[Exercise material Boundary: Start]

PR #1501, opened 2026-05-07
fix: nightly e2e fixes

effects-ai:
Fixes for the Nightly E2E tests.

### DIFF
--- a/.github/action_scripts/delegated_staking/token-lock-replacement-edge-cases.js
+++ b/.github/action_scripts/delegated_staking/token-lock-replacement-edge-cases.js
@@ -532,24 +532,32 @@ const setupNodeParameters = async (urls) => {
 }
 
 /**
- * Clean up all existing delegated stakes for an account.
- * Withdraws all active stakes and waits for pending withdrawals to complete,
- * which automatically unlocks the associated token locks and returns balance.
+ * Clean up all existing delegated stakes and token locks for an account.
  *
- * This prevents state accumulation across repeated runs on persistent clusters
- * (e.g. the nightly E2E environment where the same account is reused hourly).
+ * Withdraws all active stakes, waits for pending withdrawals to drain, then
+ * waits for the address's active token locks to drain. Stake withdrawal emits
+ * a TokenUnlock that eventually frees the underlying lock from currentTokenLocks,
+ * but the lock can persist in the validator's view past the point where pending
+ * withdrawals reach zero, so we must poll the locks endpoint independently.
+ *
+ * Without this, persistent clusters (e.g. the nightly E2E environment that
+ * reuses the same account hourly) accumulate locks until the address hits
+ * TooManyTokenLocksForAddress on the next createTokenLock.
  */
 const cleanupExistingStakes = async (urls, account) => {
   const response = await getAccountDelegatedStakes(urls, account.address)
   const active = response.activeDelegatedStakes || []
   const pending = response.pendingWithdrawals || []
+  const initialLocks = await getActiveTokenLocks(urls, account.address)
 
-  if (active.length === 0 && pending.length === 0) {
-    logWorkflow.info('No pre-existing stakes to clean up')
+  if (active.length === 0 && pending.length === 0 && initialLocks.length === 0) {
+    logWorkflow.info('No pre-existing stakes or token locks to clean up')
     return
   }
 
-  logWorkflow.info(`Cleaning up ${active.length} active stakes and ${pending.length} pending withdrawals`)
+  logWorkflow.info(
+    `Cleaning up ${active.length} active stakes, ${pending.length} pending withdrawals, ${initialLocks.length} token locks`
+  )
 
   for (const stake of active) {
     logWorkflow.info(`  Withdrawing stake ${stake.hash.substring(0, 16)}...`)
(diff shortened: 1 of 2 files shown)


.github/action_scripts/delegated_staking/token-lock-replacement-edge-cases.js
```diff
@@ -565,13 +573,29 @@ const cleanupExistingStakes = async (urls, account) => {
...
       maxStalledChecks: 120,
       interval: 5000,
     },
   )
-  logWorkflow.info('Pre-existing stakes cleaned up, token locks unlocked')
+
+  logWorkflow.info('Pre-existing stakes and token locks cleaned up')
 }
 
 /**
```
ryle-ai, line 611: If `initialLocks.length > 0` but `active.length === 0 && pending.length === 0` (orphaned locks from a previously-interrupted cleanup), no withdrawals are issued and the lock poll below will spin for the full `maxOrdinalMisses: 60` budget (~43 minutes) before failing. This is the expected failure mode on the first post-deploy run if old locks are still present — worth being aware of if the nightly run goes red immediately after merge.

ryle-ai (commented):
The fix is correct. The docstring accurately describes the race: pending withdrawals can reach zero before the corresponding TokenUnlock events are processed out of `currentTokenLocks`, so a second independent poll for locks is the right approach.

One edge case: if a previous run was interrupted after stakes fully drained (active=0, pending=0) but before locks cleared — most likely on the very first nightly run after this fix is deployed, since the old code had no lock-drain poll — the next run will see `active=0, pending=0, initialLocks=N`. No withdrawals are issued, the stakes poll passes immediately, and the locks poll spins for up to ~43 minutes (60 ordinal progressions × ~43s) waiting for locks that have no in-flight withdrawal to release them. This results in a noisy CI failure rather than a silent one, so it's not a blocker, but the first post-deploy run may need manual intervention if the old locks haven't cleared yet.

PR description is empty.

ryle-ai (commented):
Both fixes are correct and address real nightly E2E failures.

**Token lock cleanup:** The two-phase poll (stakes first, then locks) correctly handles the race where `pendingWithdrawals` reaches zero before the corresponding `TokenUnlock` events clear from `currentTokenLocks`. The `withRetryOrdinal` contract is used correctly — the new locks poll is independent of the stakes poll, which is exactly what the race requires.

One edge case to be aware of for the first post-deploy run: if `initialLocks > 0` but `active == 0` and `pending == 0` (orphaned locks from a prior interrupted run where old code left locks behind), the function skips the early-return, issues no withdrawals, immediately passes the stakes poll, then spins on the locks poll waiting for locks that no in-flight withdrawal will ever unlock. After 60 ordinal progressions (~43 minutes), `withRetryOrdinal` throws `"Failed after 60 ordinal progressions. Transaction likely dropped or invalid. Last error: Still N active token locks"` — which is a misleading message since no transaction was submitted. This results in a noisy CI failure rather than the previous silent accumulation, which is strictly better, but operators seeing this error the first time may spend time looking for a dropped transaction that doesn't exist.

**Snapshot-streaming postgres startup:** Verified against `docker/snapshot-streaming/docker-compose.yaml` in develop — `container_name: snapshot-streaming-postgres` is explicitly set, the volume is `ss-pgdata`, and the DATABASE_URL credentials match the compose environment exactly. The TCP readiness check (`-h 127.0.0.1`) correctly avoids the unix-socket race described in the comment. The sequence (postgres up → TCP ready → schema push → app up) is correct.

PR description is empty.

ryle-ai (changes requested):
Two issues, one of which should be cleaned up before merge.

**PR description is empty.** Please document what broke, why it broke, and what each fix does.

**`push: nighty_e2e_fixes` trigger must be removed before merge.** The trigger was added to make it easy to test the workflow changes during PR development, but it shouldn't land in `develop`. The `nightly-rebuild` and `nightly-deploy` workflows share the `nightly-deploy` concurrency group with `cancel-in-progress: true`, so any push to `nighty_e2e_fixes` while a legitimate nightly run is in progress will silently cancel it. After the branch is deleted post-merge the trigger becomes dead config, but it's still messy and represents a real cancellation risk during development. Remove the `push:` block and keep only `schedule` + `workflow_dispatch`.

**Orphaned-locks edge case (non-blocking, first-deploy awareness).** When `active === 0 && pending === 0 && initialLocks > 0` — the state left by the old code on any prior run that exited cleanly — the new code correctly skips the early return, runs the stakes poll (passes immediately), then spins on the locks poll for up to 60 ordinal progressions (~43 minutes) waiting for locks that have no in-flight withdrawal to release them. The error thrown at timeout says `cleanupExistingStakes:tokenLocks: Failed after 60 ordinal progressions. Transaction likely dropped or invalid. Last error: Still N active token locks`, which is misleading since no transaction was submitted. This is a noisy CI failure rather than silent accumulation, so it's strictly better than before, but the first nightly run after merge may need manual intervention.

ryle-ai (changes requested):
The two fixes are correct. The stakes/locks two-phase poll addresses a real race and the postgres startup sequencing is sound. One item needs to be removed before merge.

**`push: nighty_e2e_fixes` trigger must be removed.** `nightly-rebuild.yml` and `nightly-deploy.yml` share the `nightly-deploy` concurrency group with `cancel-in-progress: true`. Any push to `nighty_e2e_fixes` while a nightly deploy or rebuild is in progress silently cancels it. The branch will be deleted after merge so the trigger becomes dead config, but it can cancel legitimate nightly runs during development and during the window between merge and branch deletion.

**Orphaned-locks edge case (non-blocking).** When `active === 0 && pending === 0 && initialLocks > 0` — state left by any prior run that exited cleanly before this fix — the stakes poll passes immediately, then the locks poll spins for up to 60 ordinal progressions (~43 minutes) waiting for locks that have no in-flight withdrawal to release them. `withRetryOrdinal` then throws `cleanupExistingStakes:tokenLocks: Failed after 60 ordinal progressions. Transaction likely dropped or invalid. Last error: Still N active token locks`, which is misleading because no transaction was submitted. The first nightly run after merge may fail this way if old locks are still present.

**`proofsHash` comment missing (non-blocking).** `compose-runner.sh` (the existing local seed-creation path this mirrors) includes an explanatory comment: `"The node uses Brotli-compressed JSON for hashing, which we cannot replicate here. This simplified hash is sufficient for the E2E test since snapshot-streaming does not cryptographically verify the seed proofsHash."` The nightly-rebuild version of the same code omits this, which will puzzle a future reader wondering why the hash is computed this way.

**Empty PR description.**

scasplte2 (approved):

[Exercise material Boundary: End]

= Instructions for the task =
Exactly as written, reproduce the lines of the data above from the first line through the line where "- * Withdraws" appears.

= Task output =
PR #1501, opened 2026-05-07
fix: nightly e2e fixes

effects-ai:
Fixes for the Nightly E2E tests.

### DIFF
--- a/.github/action_scripts/delegated_staking/token-lock-replacement-edge-cases.js
+++ b/.github/action_scripts/delegated_staking/token-lock-replacement-edge-cases.js
@@ -532,24 +532,32 @@ const setupNodeParameters = async (urls) => {
 }
 
 /**
- * Clean up all existing delegated stakes for an account.
- * Withdraws all active stakes and waits for pending withdrawals to complete,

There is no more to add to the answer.